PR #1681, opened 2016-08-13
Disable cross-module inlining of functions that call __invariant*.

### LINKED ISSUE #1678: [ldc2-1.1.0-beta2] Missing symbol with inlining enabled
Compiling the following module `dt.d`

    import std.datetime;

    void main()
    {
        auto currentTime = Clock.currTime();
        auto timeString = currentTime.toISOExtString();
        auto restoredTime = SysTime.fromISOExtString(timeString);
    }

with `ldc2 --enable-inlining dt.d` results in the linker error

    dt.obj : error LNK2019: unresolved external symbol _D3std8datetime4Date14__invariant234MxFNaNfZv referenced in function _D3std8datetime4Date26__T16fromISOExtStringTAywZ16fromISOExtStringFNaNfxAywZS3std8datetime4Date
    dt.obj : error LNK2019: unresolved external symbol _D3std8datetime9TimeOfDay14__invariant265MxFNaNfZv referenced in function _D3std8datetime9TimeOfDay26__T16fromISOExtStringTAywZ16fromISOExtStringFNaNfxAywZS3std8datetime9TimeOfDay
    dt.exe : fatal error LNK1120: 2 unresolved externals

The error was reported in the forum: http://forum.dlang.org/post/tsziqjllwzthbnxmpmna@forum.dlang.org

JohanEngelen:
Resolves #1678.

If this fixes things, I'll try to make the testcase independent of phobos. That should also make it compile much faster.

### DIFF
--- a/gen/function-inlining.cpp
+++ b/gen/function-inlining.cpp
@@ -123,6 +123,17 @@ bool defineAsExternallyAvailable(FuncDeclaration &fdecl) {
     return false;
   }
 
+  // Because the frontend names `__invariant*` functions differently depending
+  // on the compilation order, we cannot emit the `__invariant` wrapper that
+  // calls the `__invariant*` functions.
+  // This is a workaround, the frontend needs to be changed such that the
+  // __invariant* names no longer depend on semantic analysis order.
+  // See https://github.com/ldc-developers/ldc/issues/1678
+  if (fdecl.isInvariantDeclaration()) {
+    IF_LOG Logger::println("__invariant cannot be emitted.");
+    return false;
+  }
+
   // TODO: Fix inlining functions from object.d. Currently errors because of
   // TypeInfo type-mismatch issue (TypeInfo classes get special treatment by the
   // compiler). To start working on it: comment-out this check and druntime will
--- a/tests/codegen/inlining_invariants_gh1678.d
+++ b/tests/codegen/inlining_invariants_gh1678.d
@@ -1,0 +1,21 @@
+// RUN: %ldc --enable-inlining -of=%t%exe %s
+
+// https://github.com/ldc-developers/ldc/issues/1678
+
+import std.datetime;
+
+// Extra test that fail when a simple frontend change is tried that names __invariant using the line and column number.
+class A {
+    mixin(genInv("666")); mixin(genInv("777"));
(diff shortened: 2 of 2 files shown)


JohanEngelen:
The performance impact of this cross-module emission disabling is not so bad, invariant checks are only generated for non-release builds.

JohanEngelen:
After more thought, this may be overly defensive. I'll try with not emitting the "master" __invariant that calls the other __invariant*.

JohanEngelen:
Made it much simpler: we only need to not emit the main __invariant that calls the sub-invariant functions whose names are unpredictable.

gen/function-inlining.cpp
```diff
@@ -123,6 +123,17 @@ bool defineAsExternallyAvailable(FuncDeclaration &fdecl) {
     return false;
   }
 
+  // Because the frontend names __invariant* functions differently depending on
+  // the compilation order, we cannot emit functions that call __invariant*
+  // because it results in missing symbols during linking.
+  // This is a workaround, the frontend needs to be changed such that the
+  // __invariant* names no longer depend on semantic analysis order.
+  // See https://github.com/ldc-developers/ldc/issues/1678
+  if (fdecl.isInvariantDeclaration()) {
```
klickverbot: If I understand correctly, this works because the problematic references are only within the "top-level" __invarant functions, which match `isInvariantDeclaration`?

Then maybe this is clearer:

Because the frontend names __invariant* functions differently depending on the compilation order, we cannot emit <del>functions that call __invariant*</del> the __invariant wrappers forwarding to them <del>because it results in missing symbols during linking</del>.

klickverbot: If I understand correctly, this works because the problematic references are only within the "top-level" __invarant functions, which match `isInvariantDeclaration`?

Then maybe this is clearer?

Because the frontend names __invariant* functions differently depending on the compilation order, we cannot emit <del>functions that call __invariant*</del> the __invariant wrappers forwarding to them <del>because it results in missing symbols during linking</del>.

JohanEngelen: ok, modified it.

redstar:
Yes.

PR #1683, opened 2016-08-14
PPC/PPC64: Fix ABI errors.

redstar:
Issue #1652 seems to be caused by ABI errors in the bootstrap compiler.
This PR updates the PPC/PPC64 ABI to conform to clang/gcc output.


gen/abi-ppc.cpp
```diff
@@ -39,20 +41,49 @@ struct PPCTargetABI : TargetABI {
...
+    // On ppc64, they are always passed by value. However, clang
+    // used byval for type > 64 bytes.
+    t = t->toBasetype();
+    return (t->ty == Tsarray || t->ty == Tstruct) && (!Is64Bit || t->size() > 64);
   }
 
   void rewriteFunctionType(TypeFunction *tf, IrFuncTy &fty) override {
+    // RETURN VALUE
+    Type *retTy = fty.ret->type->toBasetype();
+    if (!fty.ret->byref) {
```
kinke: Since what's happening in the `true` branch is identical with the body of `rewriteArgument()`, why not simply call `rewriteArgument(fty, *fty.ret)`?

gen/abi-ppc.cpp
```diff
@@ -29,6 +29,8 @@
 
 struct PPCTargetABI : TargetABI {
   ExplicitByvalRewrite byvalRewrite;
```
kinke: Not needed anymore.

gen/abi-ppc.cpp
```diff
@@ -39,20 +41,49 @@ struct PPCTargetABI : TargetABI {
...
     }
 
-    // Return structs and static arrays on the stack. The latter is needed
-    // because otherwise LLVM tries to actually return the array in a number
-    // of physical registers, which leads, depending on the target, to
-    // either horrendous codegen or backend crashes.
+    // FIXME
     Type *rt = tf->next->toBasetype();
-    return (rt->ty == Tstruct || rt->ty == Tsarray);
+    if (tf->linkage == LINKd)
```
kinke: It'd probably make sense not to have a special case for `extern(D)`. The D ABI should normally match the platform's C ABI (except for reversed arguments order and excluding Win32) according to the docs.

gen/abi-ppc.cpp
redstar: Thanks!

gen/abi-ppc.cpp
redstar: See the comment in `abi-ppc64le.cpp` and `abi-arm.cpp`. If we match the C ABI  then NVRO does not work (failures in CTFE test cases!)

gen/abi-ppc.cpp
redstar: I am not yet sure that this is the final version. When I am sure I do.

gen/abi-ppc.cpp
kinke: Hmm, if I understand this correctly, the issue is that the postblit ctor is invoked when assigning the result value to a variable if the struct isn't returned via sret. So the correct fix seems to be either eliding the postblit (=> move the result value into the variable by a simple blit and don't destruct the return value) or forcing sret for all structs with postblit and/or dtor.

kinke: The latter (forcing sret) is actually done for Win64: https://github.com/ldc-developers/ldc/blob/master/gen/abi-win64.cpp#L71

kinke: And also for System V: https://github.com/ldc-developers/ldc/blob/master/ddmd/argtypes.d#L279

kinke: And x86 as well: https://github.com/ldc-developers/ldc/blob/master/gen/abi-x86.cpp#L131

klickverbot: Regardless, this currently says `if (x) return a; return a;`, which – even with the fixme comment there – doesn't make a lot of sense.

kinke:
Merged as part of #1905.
☆ ☆ ☆ ☆ ☆
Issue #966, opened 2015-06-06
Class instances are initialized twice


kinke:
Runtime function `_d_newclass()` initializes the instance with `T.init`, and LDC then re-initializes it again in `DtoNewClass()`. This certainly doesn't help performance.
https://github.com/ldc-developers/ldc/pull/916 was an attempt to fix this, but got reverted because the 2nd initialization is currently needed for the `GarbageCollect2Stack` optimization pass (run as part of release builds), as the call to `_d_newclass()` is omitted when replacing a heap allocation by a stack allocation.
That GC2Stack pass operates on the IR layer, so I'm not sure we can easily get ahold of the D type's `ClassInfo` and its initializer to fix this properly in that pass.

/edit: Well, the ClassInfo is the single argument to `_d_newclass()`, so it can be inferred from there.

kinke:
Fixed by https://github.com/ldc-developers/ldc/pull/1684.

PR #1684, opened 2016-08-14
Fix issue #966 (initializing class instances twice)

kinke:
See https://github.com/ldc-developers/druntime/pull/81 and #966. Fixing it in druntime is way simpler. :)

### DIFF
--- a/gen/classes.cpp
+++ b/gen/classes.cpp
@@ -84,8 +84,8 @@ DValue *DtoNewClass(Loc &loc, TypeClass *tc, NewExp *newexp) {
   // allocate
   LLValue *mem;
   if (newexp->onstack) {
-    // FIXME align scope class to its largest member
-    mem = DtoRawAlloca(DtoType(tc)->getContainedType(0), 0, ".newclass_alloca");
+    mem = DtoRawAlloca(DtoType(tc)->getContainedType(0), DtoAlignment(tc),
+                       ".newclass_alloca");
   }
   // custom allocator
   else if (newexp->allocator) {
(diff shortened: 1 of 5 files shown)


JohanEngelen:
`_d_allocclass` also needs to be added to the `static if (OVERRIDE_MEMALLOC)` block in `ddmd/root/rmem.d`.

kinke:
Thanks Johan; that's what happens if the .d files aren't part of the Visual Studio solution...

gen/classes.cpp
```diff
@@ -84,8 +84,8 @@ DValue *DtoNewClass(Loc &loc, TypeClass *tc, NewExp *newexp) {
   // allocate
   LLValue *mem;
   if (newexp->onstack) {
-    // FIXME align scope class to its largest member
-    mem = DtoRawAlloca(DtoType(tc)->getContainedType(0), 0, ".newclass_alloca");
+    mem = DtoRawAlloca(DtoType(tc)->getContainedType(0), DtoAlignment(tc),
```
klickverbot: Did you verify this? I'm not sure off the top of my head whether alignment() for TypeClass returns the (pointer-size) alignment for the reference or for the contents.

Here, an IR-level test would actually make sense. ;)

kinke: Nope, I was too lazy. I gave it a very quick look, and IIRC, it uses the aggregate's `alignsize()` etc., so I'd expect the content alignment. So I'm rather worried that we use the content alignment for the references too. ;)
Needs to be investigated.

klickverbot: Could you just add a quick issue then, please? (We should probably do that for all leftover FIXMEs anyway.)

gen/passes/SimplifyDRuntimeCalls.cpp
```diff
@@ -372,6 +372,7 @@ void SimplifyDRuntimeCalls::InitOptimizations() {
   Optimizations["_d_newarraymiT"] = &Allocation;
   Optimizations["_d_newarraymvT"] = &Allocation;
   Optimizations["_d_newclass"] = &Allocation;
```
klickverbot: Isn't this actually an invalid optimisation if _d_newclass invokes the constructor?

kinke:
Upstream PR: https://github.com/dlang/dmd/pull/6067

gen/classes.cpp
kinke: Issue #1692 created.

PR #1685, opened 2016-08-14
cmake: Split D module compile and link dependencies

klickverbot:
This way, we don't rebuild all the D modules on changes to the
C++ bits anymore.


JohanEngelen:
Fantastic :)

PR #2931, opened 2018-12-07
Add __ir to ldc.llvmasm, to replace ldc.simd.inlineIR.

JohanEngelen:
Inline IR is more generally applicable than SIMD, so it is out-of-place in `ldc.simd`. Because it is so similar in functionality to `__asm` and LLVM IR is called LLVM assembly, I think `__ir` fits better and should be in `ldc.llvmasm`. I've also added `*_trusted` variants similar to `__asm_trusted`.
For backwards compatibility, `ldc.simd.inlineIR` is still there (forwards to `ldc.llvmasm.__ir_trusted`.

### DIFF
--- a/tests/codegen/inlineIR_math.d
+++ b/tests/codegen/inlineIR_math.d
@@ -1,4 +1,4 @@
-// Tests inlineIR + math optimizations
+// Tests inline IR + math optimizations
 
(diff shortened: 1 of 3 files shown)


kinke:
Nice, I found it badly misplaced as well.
☆ ☆ ☆ ☆ ☆
Where in the records does the word "doesn" appear? Copy each line that holds it.

**RESULT OF THIS EXERCISE**
klickverbot: Regardless, this currently says `if (x) return a; return a;`, which – even with the fixme comment there – doesn't make a lot of sense.
Runtime function `_d_newclass()` initializes the instance with `T.init`, and LDC then re-initializes it again in `DtoNewClass()`. This certainly doesn't help performance.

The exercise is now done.